Last week I decided that I would go up to see my friend that lives in London and stay with her. We arranged when would be best and I booked my train tickets and was looking forward to my night away.
Input - the pain management course I went on in London, gave me the taste of London, and I loved "living" there... I was back every weekend but nobody needs to know that! Anyway, I missed London and, of course my friend, hence my reason for the trip. I also thought that the travelling would challenge me mentally, as I'm still getting used to using my electric wheelchair on public transport. I was very anxious the first time using the train in my chair as I didn't know what the ramp was going to be like, would I fall out of my chair and onto the tracks? However, I have got more confident about travelling on the train now, since doing it a few times.

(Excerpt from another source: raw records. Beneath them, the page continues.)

PR #1, opened 2024-02-09
Add support for ECC and fix some issues along the way

Jakuje:


build.rs
```diff
@@ -102,6 +102,15 @@ fn build_fips() {
...
         .allowlist_item("BN_.*")
+        .allowlist_item("d2i_ECPKParameters")
+        .allowlist_item("d2i_ECDSA_SIG")
+        .allowlist_item("i2d_ECDSA_SIG")
+        .allowlist_item("d2i_ASN1_OCTET_STRING")
+        .allowlist_item("i2d_ASN1_OCTET_STRING")
+        .allowlist_item("EC_GROUP_.*")
+        .allowlist_item("ECDSA_SIG_.*")
+        .allowlist_item("ASN1_STRING_.*")
+        .allowlist_item("NID_undef")
```
simo5, line 113: You can probably allowlist "d2i_.\*" "i2d_.\*", is NID_undef really needed?

src/ossl/ecc.rs
```diff
@@ -0,0 +1,905 @@
...
+        }
+    }}
+}
+
+macro_rules! make_ec_param_ossl_param_utf8_string {
+    ($name:expr; $vin:expr; $vout:expr) => {{
+        let ec_group = make_ec_group_from_ec_params!($vin);
+        if ec_group.is_null() {
+            unsafe { EC_GROUP_free(ec_group); }
+            return err_rv!(CKR_DEVICE_ERROR)
```
simo5, line 89: should probably be CKR_GENERAL_ERROR

src/ossl/ecc.rs
```diff
@@ -0,0 +1,905 @@
...
+}
+
+macro_rules! param_bn_to_obj_attr {
+    ($params:expr; $name:expr; $obj:expr; $attr:expr) => {{
+        let mut vec = Vec::<u8>::new();
+        param_bn_to_vec!($params; $name; vec);
+        $obj.set_attr(attribute::from_bytes($attr, vec))?;
+    }};
+}
+
```
simo5, line 381: This is a comment for all of the above:
Looks like a ton of macro rules here, any reason why these can't be just regular functions?
Debugging with macro_rules is extremely painful, so they should be used only when really needed, and for very small compact actions that will unlikely need to be debugged.

build.rs
Jakuje: Not necessarily. It can be removed and I can use just the number 0 or something.

README.md
```diff
@@ -1,4 +1,27 @@
...
+# Setup
+
+First after cloning, we need to pull and update openssl submodule:
+
+$ git submodule init
+$ git submodule update
+
+Build the rust project:
+
+$ cargo build
```
simo5, line 17: we may want to specify that --features fips is needed if the fips version is to be built ?

src/ecc.rs
```diff
@@ -0,0 +1,425 @@
...
+    */
+}
+
+static PUBLIC_KEY_FACTORY: Lazy<Box<dyn ObjectFactory>> =
+    Lazy::new(|| Box::new(ECCPubFactory::new()));
+
+static PRIVATE_KEY_FACTORY: Lazy<Box<dyn ObjectFactory>> =
+    Lazy::new(|| Box::new(ECCPrivFactory::new()));
+
+fn check_key_object(key: &Object, public: bool, op: CK_ULONG) -> KResult<()> {
```
simo5, line 219: should I make this stuff available in a util module so you can simply reuse it here instead of copy/paste?

Jakuje: Yes, if we add a key type argument, I think it should do the generic enough for all key types we will need.

README.md
Jakuje: I did not touch it after we talked this week that it might make sense to use FIPS by default. If we will not go that direction, the fips feature should be indeed separately documented.

src/ecc.rs
simo5: I pushed a patch that provides an Object function for that.

Jakuje: Rebased and resolved.

Jakuje:
Rebased . I think the last remaining issue with the FIPS version is that the ECDSA siganure in DER format (as returned by OpenSSL does not have strict length so we need to get the length from the FIPS submodule somehow (see the top commit). The current version does not build, but I hope I will be able to tackle this somehow. Insights welcomed.

src/fips.rs
```diff
@@ -752,12 +752,19 @@ impl ProviderSignatureCtx {
...
                         siglen_ptr,
                         signature.len()
-                    ))
+                    );
+                    if res != 1 {
+                        err_rv!(CKR_DEVICE_ERROR);
+                    }
+                    /* update to match the real size -- for example ECDSA signatures may vary in
+                     * length */
+                    signature.resize(siglen, 0);
```
simo5, line 766: unsafe { signature.set_len(siglen) }; ?

simo5: ah we pass in a slice ... I guess we may have to pass in a vector or separate CK_BYTE_PTR and CK_ULONG_PTR

Jakuje: Resolved somehow. But there might be better way.

Jakuje:
Pushed the merge of the fips/ossl code into one file (should be probably squashed later). Keeping now for review. Tests pass. There are couple of todos and there might be some things to fix before merging so let me know if you have something in mind.

simo5 (changes requested):
Thanks Jakub,
this looks rally good and close to the finishing line.

I left a few comments and just some minor tweaks requests.

src/ecc.rs
```diff
@@ -0,0 +1,392 @@
...
+        data
+    }
+}
+
+impl ObjectFactory for ECCPubFactory {
+    fn create(&self, template: &[CK_ATTRIBUTE]) -> KResult<Object> {
+        let obj = self.default_object_create(template)?;
+
+        bytes_attr_not_empty!(obj; CKA_EC_PARAMS);
+        bytes_attr_not_empty!(obj; CKA_EC_POINT);
```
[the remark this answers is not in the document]
Jakuje: Either of these would require parsing the ec params and also the ec point using the asn1 library, which is now done in the `src/ossl/ecc.c`. I think it can be moved, but OpenSSL does this anyway when the key is imported. The only advantage might be that the debugging might  be easier for bad keys, but we would have to reimplement quite some stuff from openssl.
Checking the length of point based on the parameters might make sense though.

src/fips.rs
```diff
@@ -746,18 +746,29 @@ impl ProviderSignatureCtx {
         }
     }
 
-    pub fn digest_sign_final(&mut self, signature: &mut [u8]) -> KResult<()> {
+    pub fn digest_sign_final(
+        &mut self,
+        signature: &mut [u8],
+        signature_len: &mut Option<&mut usize>,
```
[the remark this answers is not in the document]
Jakuje: Right. This was C-coder attempt to resolve the issue :) Using return value is much better. Done.

src/ossl/ecc.rs
```diff
@@ -0,0 +1,953 @@
...
+            slice::from_raw_parts(
+                $name.as_ptr() as *const std::os::raw::c_char,
+                $name.len(),
+            )
+            .to_vec()
+        }
+    };
+}
+
+fn get_digest_name(
```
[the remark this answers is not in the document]
Jakuje: Yeah, that would make sense. I will see if I can reorg these to common

src/ossl/ecc.rs
```diff
@@ -0,0 +1,953 @@
...
+            OSSL_PKEY_PARAM_PUB_KEY as *const u8 as *const i8,
+        )
+    };
+    if p.is_null() {
+        return err_rv!(CKR_DEVICE_ERROR);
+    }
+    /* get length */
+    let mut str_len = 0;
+    let res = unsafe {
+        OSSL_PARAM_get_octet_string(
```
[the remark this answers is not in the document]
Jakuje: Thanks for suggestion. Changed.

src/ossl/ecc.rs
```diff
@@ -0,0 +1,953 @@
...
+    let mut s_bytes = sig.s.as_bytes();
+    // skip leading zero
+    if s_bytes[0] == 0 {
+        s_bytes = &s_bytes[1..];
+    }
+    signature[bn_len..(bn_len + s_bytes.len())].copy_from_slice(s_bytes);
+    /* pad with zeroes */
+    if s_bytes.len() < bn_len {
+        /* pad with zeroes */
+        signature[(bn_len + s_bytes.len())..(2 * bn_len)].fill(0);
```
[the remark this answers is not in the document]
Jakuje: Applied. Thanks

src/ossl/ecc.rs
```diff
@@ -0,0 +1,953 @@
...
+    let s_buf = &signature[bn_len..];
+    let mut s_vec = Vec::with_capacity(bn_len);
+    // if the buffer starts with bit 1, it would be interpreted as negative integer.
+    // Prepend one more null byte.
+    if s_buf[0] & 0x80 != 0 {
+        s_vec.push(0);
+    }
+    s_vec.extend_from_slice(s_buf);
+    let sig = EcdsaSignature {
+        r: asn1::BigUint::new(&r_vec.as_slice()).expect("bad r value"),
```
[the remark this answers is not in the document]
Jakuje: Added a comment as it was not completely clear to me how to make a use of these.

src/ossl/ecc.rs
```diff
@@ -0,0 +1,953 @@
...
+        Ok(NAME_SECP521R1)
+    } else {
+        err_rv!(CKR_GENERAL_ERROR)
+    }
+}
+
+fn oid_to_bits(
+    oid: asn1::ObjectIdentifier,
+) -> KResult<usize> {
+    // the match syntax does not allow me to construct OIDs on left side
```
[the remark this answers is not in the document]
Jakuje: I did not address this one as it is not completely clear how I should approach this. You mean the lazy_static crate to initialize these?

src/ecc.rs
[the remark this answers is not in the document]
simo5: If the checks are already made elsewhere I am fine, but I am concerned about importing a key that will never work later.
That said I also do very little checking for RSA, so we can probably just defer better checking to later.

I do not have an issue with generate because that one is self checked in openssl, but create is just "import", unfortunately PKCS#11 calls import "create" which can be misleading.

src/ossl/ecc.rs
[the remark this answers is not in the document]
simo5: yes just like it is done for the FACTORY static variables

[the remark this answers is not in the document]
simo5: Just to be clear, We do nto need to do it now, I can refactor this later

src/ossl/ecc.rs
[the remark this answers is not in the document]
simo5: I realized there is unsafe behavior with some of these macros that leaks through.
So leave them as copies for now, I will commit some more robust code in ossl/common.rs shortly, and then we can refactor the code after your PR is merged.

Jakuje:
Rebased again to use the new OsslParam API.

simo5 (approved):

simo5:
LGTM!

On Monday, I was booked on the 15:19 train, and as usual, I was late. I watched the train pull out of the station, just as I reached the platform. I thought this would mean that I would have to buy another ticket but the guard was lovely and let me jump on the next one. After managing onto the train perfectly fine, no falling on to the tracks!!.. The realisation of travelling across London, on my own, in my chair, hit me. I cried from Brighton Station to London Victoria nonstop, sobbing quite frequently. Luckily, I was in the disabled area and no one else was around!
My boyfriend got a 40 minute phone call of me crying saying that I wanted to come home. My Mum got a 20 minute phone call of me crying saying that I wanted to come home. I just could not cope with the idea of getting on a London bus, or any bus for that matter, in my chair. I searched online how much a ticket back from Victoria would be.. I wanted to just get back home to my comfort zone. I didn't turn around and come home though, I asked for assistance and a lovely man helped me onto the bus, (moving me and the chair, weighing about 200kg between us) and told me when to get off and everything I needed to know. My anxiety went right down once I was on the bus and was really pleased with myself for carrying on and not letting my anxiety and ME get the better of me!
I had a really lovely evening with Isobel, we had a delicious Japanese meal and a good old chat. It was fab seeing her. I am so pleased that I didn't bottle out and pushed through it. It was really tough but was worth it.
Rachel 1 - ME 0.
Test your boundaries if you can, you might have a lovely reward if you do!